Hamidieh Amir Ali, Pourpak Zahra, Yari Kolsoum, Fazlollahi Mohammad Reza, Hashemi Susan, Behfar Maryam, Moin Mostafa, Ghavamzadeh Ardeshir
Hematology-Oncology and Stem Cell Transplantation Research Center, Tehran University of Medical Sciences, Tehran, Iran.
Pediatr Transplant. 2013 Aug;17(5):487-91. doi: 10.1111/petr.12092. Epub 2013 May 29.

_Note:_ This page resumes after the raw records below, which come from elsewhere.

PR #49, opened 2026-03-26
[Config json format consolidation] #2 Add JSON schema, cross-field validation, and migrate examples to new config format

SohamDas2021:
Step 2 of multi-step consolidation process.

Adds schemas/mxc-config.v1.schema.json for editor validation and tooling. Adds platform/containment compatibility checks and schema version validation in config_parser.rs. Rewrites docs/schema.md to document the new format. Migrates all 15 example configs to use process.commandLine, containerId, lifecycle, and platform fields. All existing configs still accepted via dual-read fallback.

----------------------------------------------
**PR 1** ✅ Merged
   - `version`, `containerId`, `process` section with dual-read fallback. `Vm`/`MicroVm` enum variants.
   Manual `Default` for `CodexRequest`.

   **PR 2** 🔄 In review -> This PR
   - `schemas/mxc-config.v1.schema.json`. Schema version validation. `idleTimeoutMs` dual-read. `containerId` →
  `app_container_name` mapping. Migrate 15 examples + 16 test configs. Update `docs/schema.md`.

   **PR 3**
   - Add `LifecycleConfig` struct. Parse `lifecycle.destroyOnExit`/`preservePolicy` with dual-read from legacy
  fields. `wslc` alias for `container` key. Update `sdk/src/types.ts`, `cli/README.md`, `cli/ARCHITECTURE.md`,
  `sdk/README.md`.

   **PR 4**
   - Drop `script`, `workingDirectory`, top-level `timeout`, `container` alias, `appContainer.name`,
  `lxc.containerName`, `lxc.destroyOnExit`, `clearPolicyOnExit`, `removeRulesOnExit` from parser. Bump
  `SUPPORTED_MAJOR_VERSION` to 2.
----------------------------------------------


docs/schema.md
```diff
@@ -1,56 +1,106 @@
...
-    "timeout": 30000,                    // Optional: timeout in milliseconds (default is no timeout)
-    "appContainer": {                    // Optional: AppContainer-specific settings
-      "name": "CLI",                       // AppContainer profile name
-      "leastPrivilegeMode": false,         // Enable LPAC mode
-      "learningMode": false,               // Enable learning mode tracing, if available
-      "capabilities": [                    // Windows capabilities to grant
-        "internetClient",
-        "privateNetworkClientServer"
-      ]
+    "version": "1",                        // Schema version (current: "1")
```
shschaefer: Versions must use SemVer.  This should be 0.1.0-alpha.

schemas/mxc-config.v1.schema.json
```diff
@@ -0,0 +1,259 @@
...
+      "type": "string",
+      "enum": ["appcontainer", "sandbox", "vm", "wslc", "lxc", "microvm"],
+      "default": "appcontainer",
+      "description": "Containment backend to use for execution."
+    },
+    "platform": {
+      "type": "string",
+      "enum": ["linux", "windows"],
+      "default": "windows",
+      "description": "Host platform where wxc-exec runs. Must be compatible with the selected containment backend (e.g., AppContainer/Sandbox/WSLC require 'windows', LXC requires 'linux')."
```
bbonaby: thinking-out-loud: do we want to say `runtime executable` versus `wxc-exec`? But let's not focus too much on that for now.

shschaefer (approved):

shschaefer (approved):

schemas/mxc-config.v1.schema.json
```diff
@@ -0,0 +1,181 @@
+{
```
bbonaby, line 1: I like the direction here with `appContainer` and `lxc` etc already being scoped into their own objects. I wonder if we should lean into that more consistently and make backend-specific configuration fully structured around the selected containment.

Right now, we have backend-specific containers:
```json
"appContainer": { ... },
"lxc": { ... }
```
But there isn't a strong relationship between them. e.g
```json
"containment": "appcontainer" | "lxc" | 
```
configs can technically include multiple backend sections at once and nothing enforces that only the relevant backend config is present. E.g Folks looking at the schema might think they can mix and match containment backends.

My suggestion would be to see if we can formalize this pattern, so each backend owns its own schema and is conditionally validated.
Some like:

```json
{
  "type": "object",
  "required": [
    "containment",
    "backends"
  ],
  "properties": {
    "containment": {
      "type": "string",
      "enum": [
        "appcontainer",
        "lxc"
      ]
    },
    "backends": {
      "type": "object",
      "properties": {
        "appcontainer": {
          "$ref": "#/$defs/appContainerConfig"
        },
        "lxc": {
          "$ref": "#/$defs/lxcConfig"
        }
      },
      "additionalProperties": false
    }
  },
  "allOf": [
    {
      "if": {
        "properties": {
          "containment": {
            "const": "appcontainer"
          }
        }
      },
      "then": {
        "properties": {
          "backends": {
            "required": [
              "appcontainer"
            ],
            "maxProperties": 1
          }
        }
      }
    },
    {
      "if": {
        "properties": {
          "containment": {
            "const": "lxc"
          }
        }
      },
      "then": {
        "properties": {
          "backends": {
            "required": [
              "lxc"
            ],
            "maxProperties": 1
          }
        }
      }
    }
  ]
}
```

So then this would be **valid**:
```json
{
  "containment": "lxc",
  "backends": {
    "lxc": {
      "distribution": "alpine"
    }
  }
}
```
and these **will not be valid**
```json
{
  "containment": "lxc",
  "backends": {
    "appcontainer": {}
  }
}
```

```json
{
  "containment": "lxc",
  "backends": {
    "lxc": {},
    "appcontainer": {}
  }
}
```

```json
{
  "containment": "appcontainer",
  "backends": {}
}
```

Just a suggestion though, I thought it would be cleaner this way. This also allows what goes into `Networking`, `Filesystem` to be scoped inside the backends schema rather than at the top level. E.g today currently all of those are top level objects and not all their properties will be supported for every backend. Having each backend have their own schema imo gives us clear separation in the future. But this is all just a suggestion, I'll leave it up to you.

bbonaby (approved):

PR #59, opened 2026-03-26
Fix CLI build typescript build

bbonaby:
PR fixes the CLI build. Basically, it just needed to use the new way of passing in the script stuff that Soham added. I'll add a GitHub issue on myself so the test scripts can also be ran on in the pipelines too so we catch this eariler.  

Another issue it fixes is that our parser will only accept version 1 in the json. So as a quick fix, since I know that will be updated in the future, I've updated all the example and test script json files to use version 1 so they can be ran locally without the version error.

### DIFF
--- a/cli/src/cli.ts
+++ b/cli/src/cli.ts
@@ -69,13 +69,14 @@ program
       const policy: WxcConfiguration = JSON.parse(content);
 
       // Basic validation
-      if (!policy.script) {
-        console.error('Invalid configuration: missing script.code');
+      const commandLine = policy.process?.commandLine;
+      if (!commandLine) {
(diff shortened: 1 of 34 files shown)


shschaefer (changes requested):
Please fix the parser instead of the scripts :(

bbonaby:
Closing in favor of Soham's. Confirmed with Soham that we'll update his to use https://crates.io/crates/semver for the [validate_schema_version](https://github.com/microsoft/mxc/blob/d50850278682c30f73b8a9c0ebf3daf608b6c5c5/src/wxc_common/src/config_parser.rs#L260) function.

PR #62, opened 2026-03-26
[Config json format consolidation] #3.5 Fix CLI TypeScript build error after SDK type changes

SohamDas2021:
WxcConfiguration.script became optional in PR3, breaking the CLI build. Resolves command line from process.commandLine (new) or script (legacy), working directory from process.cwd or workingDirectory, and container name from containerId with fallback to backend-specific fields.


shschaefer (approved):
This is intermediate.  Expecting consolidation to single field.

Partial albinism with variable immunodeficiency are the two major characteristics of Griscelli syndrome type 2 (GS-2). This syndrome is usually associated with a high mortality rate and commonly results in early childhood death. Patients suffer from different infections and experience crisis of HLH. HSCT remains the sole curative treatment for GS-2. We prospectively analyzed the outcomes of transplantation with RIC regimen in five patients. The median age at transplantation was 21.6 months (range: 12-30). All of the patients underwent HSCT from HLA-matched related donors. Currently, four patients are cured, and symptoms of recurrent infections and HLH crisis are not seen in them. The only patient who died had undergone HSCT in the accelerated phase of HLH. One patient who developed acute GvHD had a favorable response to therapy. No chronic GvHD occurred in patients. It seems that the use of RIC regimen as a method of transplant preparation is effective and tolerable in this group of patients with various comorbidities. It is recommended to carry out HSCT in these patients at lower ages, before presentations of different infections and HLH crisis.
部分白化病伴可变免疫缺陷是2型格里塞利综合征(GS-2)的两个主要特征。该综合征通常与高死亡率相关,常导致儿童早期死亡。患者会遭受不同感染并经历噬血细胞性淋巴组织细胞增生症(HLH)危机。造血干细胞移植(HSCT)仍然是GS-2的唯一治愈性治疗方法。我们前瞻性分析了5例采用减低预处理方案(RIC)进行移植的患者的结局。移植时的中位年龄为21.6个月(范围:12 - 30个月)。所有患者均接受了来自人类白细胞抗原(HLA)匹配的相关供者的HSCT。目前,4例患者已治愈,未再出现反复感染和HLH危机的症状。唯一死亡的患者是在HLH加速期接受的HSCT。1例发生急性移植物抗宿主病(GvHD)的患者对治疗反应良好。患者均未发生慢性GvHD。对于这组存在各种合并症的患者,使用RIC方案作为移植预处理方法似乎是有效且可耐受的。建议在这些患者年龄较小、尚未出现不同感染和HLH危机之前进行HSCT。